• **To do**
Which lines in the records below hold the word "toolchain"? Copy each of them.

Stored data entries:

PR #1980, opened 2026-06-01
Nickez/new firmware targets

NickeZ:


src/CMakeLists.txt
```diff
@@ -535,6 +537,14 @@ if(CMAKE_CROSSCOMPILING)
   target_compile_definitions(firmware-btc.elf PRIVATE PRODUCT_BITBOX_BTCONLY "APP_U2F=0")
   target_sources(firmware-btc.elf PRIVATE ${PLATFORM-BITBOX02-SOURCES})
 
+  target_sources(firmware-nova.elf PRIVATE firmware.c)
+  target_compile_definitions(firmware-nova.elf PRIVATE PRODUCT_BITBOX_MULTI "APP_U2F=1")
+  target_sources(firmware-nova.elf PRIVATE ${FIRMWARE-U2F-SOURCES} ${FIRMWARE-U2F-DRIVER-SOURCES} ${PLATFORM-BITBOX02-SOURCES})
+
+  target_sources(firmware-nova-btc.elf PRIVATE firmware.c)
+  target_compile_definitions(firmware-nova-btc.elf PRIVATE PRODUCT_BITBOX_BTCONLY "APP_U2F=0")
```
benma: Shouldn't this be PRODUCT_BITBOX_NOVA_BTCONLY?

benma (changes requested):

py/bitbox02/bitbox02/bitbox02/bootloader.py
```diff
@@ -17,8 +17,8 @@
     parse_device_version,
     BB02MULTI_BOOTLOADER,
     BB02BTC_BOOTLOADER,
-    BITBOX02PLUS_MULTI_BOOTLOADER,
-    BITBOX02PLUS_BTC_BOOTLOADER,
+    BITBOX02NOVA_MULTI_BOOTLOADER,
+    BITBOX02NOVA_BTC_BOOTLOADER,
```
benma: Are these and the other py lib changes part of the public API? If so, it would be helpful to keep the old names as aliases, maybe with a deprecation warning. Otherwise bump major version and add CHANGELOG entry?

py/bitbox02/bitbox02/communication/bitbox_api_protocol.py
```diff
@@ -202,7 +202,7 @@ class Platform(enum.Enum):
     """Available hardware platforms"""
 
     BITBOX02 = "bitbox02"
-    BITBOX02PLUS = "bitbox02-plus"
+    BITBOX02NOVA = "bitbox02-plus"
```
benma: Breaking API change -> please bump major version and add CHANGELOG entry

benma (changes requested):

py/bitbox02/bitbox02/bitbox02/bootloader.py
NickeZ: reverted, don't want to introduce extra complexity in this PR

py/bitbox02/bitbox02/communication/bitbox_api_protocol.py
NickeZ: reverted, don't want to introduce extra complexity in this PR

src/CMakeLists.txt

benma:
https://github.com/BitBoxSwiss/bitbox02-firmware/blob/master/releases/README.md?plain=1#L8

This sentence needs to be changed to say that it was the same until v9.26.1, but different afterwards.

src/usb/class/usb_desc_bitbox02nova.h
```diff
@@ -35,7 +35,7 @@
             0x03, /* bDescriptorType */                                                          \
             'B', 0, 'i', 0, 't', 0, 'B', 0, 'o', 0, 'x', 0, '0', 0, '2', 0, ' ', 0, 'N', 0, 'o', \
             0, 'v', 0, 'a', 0, ' ', 0, 'F', 0, 'a', 0, 'c', 0, 't', 0, 'o', 0, 'r', 0, 'y', 0,
-#elif PRODUCT_BITBOX_BTCONLY == 1
+#elif PRODUCT_BITBOX_NOVA_BTCONLY == 1
```
benma, line 38: We should at some point do a compile time selection of this file instead of dynamic based on the memory flag. (This file is also compiled for BB02, so the BB02 btconly binary will now contain 'multi' string inside 😅

src/platform/platform_init.c
```diff
@@ -53,12 +53,9 @@ void platform_init(void)
             #error "unknown product"
         #endif
     #else
-        // Currently we have one firmware for both BB02 and BB02_NOVA, and only the
```
benma, line 56: Maybe leave a comment to explain that the below is only needed for Nova, but since BLE stuff is still compiled for BB02, it needs to be defined anyway. (Is this true?)

src/rust/bitbox02-sys/build.rs
benma, line 1: Same file on line 347:

```
vec!["-DTESTING", "-D_UNIT_TEST_", "-DPRODUCT_BITBOX_MULTI=1"]
```

Should this maybe be PRODUCT_BITBOX_NOVA_MULTI?

PR #1981, opened 2026-06-02
bootloader: reduce snprintf

benma:
Move the BLE dev menu version formatting to the fixed-format bootloader formatter and add unit coverage.

Extend the unwanted-symbol check to regular development and production bootloader outputs.

Reduces binary size.


NickeZ (approved):
utACK

PR #1984, opened 2026-06-03
Bump Rust toolchain to 1.96

NickeZ:
Update the pinned Rust toolchain to 1.96.0 and adjust the BTC signtx tests for clippy's collapsible_match lint on the new toolchain.


cedwies (approved):
utACK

• **Finished exercise**
Bump Rust toolchain to 1.96
Update the pinned Rust toolchain to 1.96.0 and adjust the BTC signtx tests for clippy's collapsible_match lint on the new toolchain.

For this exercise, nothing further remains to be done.